Work order: Sort through the data and copy the lines holding the word "only".

═══ Task material

Issue #2056, opened 2021-07-04
Multiple pin LED outputs are not persistent across reboot if they exceed total LED count


nolanhergert:
**Describe the bug**
I am able to get multiple LED strips (and respective segments) set up and working. I made sure to save to preset 16. When I AC cycle, the segment data comes back up, but only the first of the LED outputs on the LED Preferences page come back up. All other settings on that page persist fine.

**To Reproduce**
Go to LED Preferences. Add a 2nd LED strip, hit save. Observe the 2nd LED strip is lit up. AC cycle. Observe 1st but not 2nd LED strip is lit up and only the first LED strip is shown on the LED Preferences page.

**Expected behavior**
Expect the 2nd LED strip to light up and be on the LED preferences page.

**WLED version**
 - Board: ESP32 w/ custom breakout and ESP32 dev board
 - Version v0.13.0-b0 "Toki"
 - Format: Binary

**Additional context**
Everything is working except the persistence part! Thanks for your help!

nolanhergert:
Worked around by ensuring that Total LED count (on top of LED preferences page) is set to a value greater than the sum of the LED strips. 

A few options:
  * Update "Total LED count" value automatically to the sum of the LED strip lengths before submission
  * Make error saying the user needs to update this "Total LED count" value to be what is supported by their power supply/microcontroller. However, I would argue this should be handled by "maximum current" field and not LED count.

nolanhergert:
Created a pull request to facilitate discussion on solution #1 above: https://github.com/Aircoookie/WLED/pull/2065.

It is working for me when I add this line manually to html_settings.h, regenerate with npm, and re-upload to ESP32 dev board. No clue if it messes up other things though!

blazoncek:
This is something @Aircoookie explicitly does not want (ATM). There is a (legitimate) reason why it is currently possible to have discrepancy between actual amount of LEDs (sum of pixels on strips) and a total count in LED settings page.
It may be changed in the future when current reason has a workaround.

nolanhergert:
While I am ok with there being a discrepancy (I'm curious what the reason is, just for my understanding), part of the problem is that the code accepts a discrepancy initially (displays on the 2nd LED strip despite it being over Total LED count) but then rejects the discrepancy upon rebooting. It <understandably> looks like the checks are not consistently applied.

Aircoookie:
Hey! Thank you for the PR as well.
There are two reasons a discrepancy is possible:
[...]

PR #2065, opened 2021-07-06
Auto-update total LED count from LED output lengths

nolanhergert:


nolanhergert:
Not the right implementation according to #2056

══════

The completed task:
I am able to get multiple LED strips (and respective segments) set up and working. I made sure to save to preset 16. When I AC cycle, the segment data comes back up, but only the first of the LED outputs on the LED Preferences page come back up. All other settings on that page persist fine.
Go to LED Preferences. Add a 2nd LED strip, hit save. Observe the 2nd LED strip is lit up. AC cycle. Observe 1st but not 2nd LED strip is lit up and only the first LED strip is shown on the LED Preferences page.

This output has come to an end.